Stratton’s next album, 2014’s Gray Lodge Wisdom, addressed his life-threatening bout with cancer, so it was only natural that his music would reflect a more seasoned personal outlook. Rosewood Almanac, named for the rosewood guitar stock whose sound Stratton describes as darker and “ almost menacing,” contains one explicit reference to Stratton’s cancer experience, on the closing track “Ribbons,” when he sings “my brain just ain’t the same since the poison in my veins.” Otherwise, the album gives no other direct indication of what Stratton went through and, ultimately, survived.

If Stratton’s brain hasn’t been the same, his hands most certainly are—at least from a listener’s standpoint. On Rosewood Almanac, he supplies all the guitars, bass, keyboards, and dulcimer himself. Right from opening track, “Light Blue,” the music practically overflows with Stratton’s handiwork. “Light Blue” initially resembles your average plaintive folk ballad—nothing more than Stratton accompanying himself on guitar—but the song quickly swells into a whirl of parts so dense the song moves and breathes more like an orchestral piece than a folk tune.

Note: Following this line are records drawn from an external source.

PR #1153, opened 2026-09-02
fix(utils): bump BoundedMap access order on overwrite

### LINKED ISSUE #1143: [Bug] BoundedMap.set doesn't update access order on overwrite
## Description
When `set(k, v)` is called for an existing key, it writes a fresh entry but does NOT bump the existing entry's `accessOrder`. A frequently-overwritten key can sit at the oldest position and be incorrectly evicted.

## Environment
- **OS**: Any
- **Node version**: v22.20.0
- **Provider**: N/A
- **Model**: N/A

## Steps to Reproduce
1. Instantiate a `BoundedMap` with a small max size.
2. Continually overwrite the same key while inserting new unique keys.

## Expected Behavior
The frequently overwritten key should have its access order updated and be safe from eviction.

## Actual Behavior
It retains its old order and gets evicted prematurely.

## Additional Context

MsfPablo:
## Summary

Fixes #1143.

`BoundedMap.set(key, value)` on an **existing** key updated the value but did not change the key's position in the underlying `Map`'s iteration order. Since eviction picks the oldest key (`this.map.keys().next().value`), a frequently-overwritten key stayed at the oldest position and was evicted before newer entries — the opposite of the intended LRU behavior.

## Change

In `set()`, when the key already exists, delete it before re-inserting so `Map` moves it to the most-recent (last-evicted) position:

```ts
if (this.map.has(key)) {
    this.map.delete(key);
}
```

The existing "skip eviction when overwriting" guard (`!this.map.has(key)`) is unchanged, so overwriting still never evicts a *different* entry — it now also stops evicting the overwritten key itself.

## Test

Adds a regression test (`overwrite bumps access order so the key is not evicted`) that fails on the pre-fix code:

- `maxSize: 2`; insert `a`, `b`; overwrite `a`; insert `c`.
- Pre-fix: `a` is evicted (it kept the oldest position). ✘
- Post-fix: `b` is evicted, `a` survives. ✔

All 22 `bounded-map.spec.ts` tests pass; the new test was verified to fail without the fix.

## Checklist

- [x] Tests added / updated
- [x] Changeset added (`.changeset/fix-bounded-map-overwrite-order.md`)
- [x] `test:ava`, `test:types`, lint, and format clean on the touched files

### DIFF
--- a/.changeset/fix-bounded-map-overwrite-order.md
+++ b/.changeset/fix-bounded-map-overwrite-order.md
@@ -1,0 +1,5 @@
+---
+"@nanocollective/nanocoder": patch
+---
+
+Fix `BoundedMap.set` not bumping an existing key's access order on overwrite. A frequently-overwritten key kept its original (oldest) insertion position and could be evicted before newer entries; overwrite now moves the key to most-recent, matching the intended LRU eviction order. Thanks to @MsfPablo. Closes #1143.
--- a/source/utils/bounded-map.spec.ts
+++ b/source/utils/bounded-map.spec.ts
@@ -102,6 +102,26 @@ test('BoundedMap - updating existing key does not trigger eviction', t => {
 	t.is(map.get('b'), 2);
 });
 
+test('BoundedMap - overwrite bumps access order so the key is not evicted', t => {
+	// Regression for #1143: a frequently-overwritten key used to retain its
+	// original (oldest) insertion position and be evicted before newer keys.
+	const map = new BoundedMap<string, number>({maxSize: 2});
+
+	map.set('a', 1);
+	map.set('b', 2);
+
+	// Overwriting 'a' should move it to the most-recent position.
+	map.set('a', 11);
+
+	// Inserting 'c' evicts the oldest remaining key, which is now 'b' — not 'a'.
+	map.set('c', 3);
+
+	t.is(map.size, 2);
+	t.true(map.has('a'));
+	t.false(map.has('b'));
+	t.true(map.has('c'));
+});
+
 test('BoundedMap - TTL causes entries to expire', async t => {
 	const map = new BoundedMap<string, number>({
 		maxSize: 100,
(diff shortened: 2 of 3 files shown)


will-lamerton (changes requested):
The fix itself is correct. I ran the PR head against the scenario from the description (`maxSize: 2`, insert `a`/`b`, overwrite `a`, insert `c`) and confirmed `b` is evicted and `a` survives with the new value, and that an overwrite at capacity still evicts nothing else.

A few things to sort before merge:

- **Merge `main`.** The merge base is 2026-08-03 and all three red checks are branch staleness, not this diff: `Changeset Validation` fails on `Cannot find module scripts/validate-changesets.js` (main moved that into the shared workflow's `validate-changesets: true` input), `VS Code Extension` fails on `Command "test:types:vscode" not found` (that script is on main's `package.json`, not this branch), and the unit-test failure is `app › components › settings-tabs › renders all four category tabs`, unrelated to `bounded-map`.

- **"LRU" overstates what this does.** `get()` and `has()` don't bump order, so eviction is by *write* recency, not access recency. The changeset ("matching the intended LRU eviction order") and the code comment ("Bump access order") both read as if reads count. Please reword to write recency.

- **Update the class docstring.** `bounded-map.ts:6` still says "Maintains insertion order for predictable eviction", which is no longer true now that overwrite reorders `keys()`/`values()`/`entries()`/`forEach`. No consumer is affected (the `useAppState` token cache is order-independent, and `vscode-server`'s `pendingChanges` is keyed by `randomUUID()` so it never overwrites), but the contract should say what it now does.

Smaller nits:

- The new test asserts `has('a')` but not `get('a') === 11`, so a regression that kept the key and dropped the value would pass. Worth one more assertion.
- `if (this.map.has(key)) { this.map.delete(key); }` - `Map.delete` is already a no-op on a missing key, so the guard can go.
- Changeset has no trailing newline, and the inline "Thanks to @MsfPablo" doesn't match the other files in `.changeset/`, none of which credit contributors in the body.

Stratton has gotten more discreet with his approach. Where he could be something of a gunslinger in the past, not a single note sounds out of place here, and all of the instruments mesh together into a greater whole of breathtaking scale. As he’s done in the past, he also features violins, viola, and cello with a keen eye for intensifying the drama of his chord changes, which would pack quite a punch even without the extra trimmings.

Overall, Rosewood Almanac plays like the musical equivalent of going from one aquarium display to another, with lots of small, brightly colored objects darting in all directions yet moving somehow in unison. In that respect, Stratton shrugs off some of the baggage of his influences and steps decisively into the present. Sure, Rosewood Almanac couldn’t exist without Nick Drake’s Pink Moon, but in terms of sonic dimension Stratton follows more closely in the footsteps of classic Joni Mitchell titles like Court and Spark and The Hissing of Summer Lawns. Stratton’s ambitions are far more modest, but the new album quite successfully transports your attention away from the banal.

When Stratton dials up the melancholy, as he does on the eerie, wide-open space of “Thick Skin,” he shows that his music can verge on heart-rending without histrionics or melodrama. And when he sings “You can move if you want to but your problems, they move too,” Stratton conveys a sense of grave warning without over-affecting the tone in his voice, which has grown by leaps and bounds as well. Where his high pitch once appeared overwhelmed and at-odds with the stories and mood of his songs, here his David Gray-like timbre finally supports the weight of the music.

“I don’t want to front like I’m from another decade/And I don’t want to feel like I’m part of a decaying past,” he sings on “Whatever’s Divine.” Stratton might next want to focus on the present—he still arguably lags behind contemporary trends—but Rosewood Almanac contains plenty of hints that he’s in prime position to get ahead of them.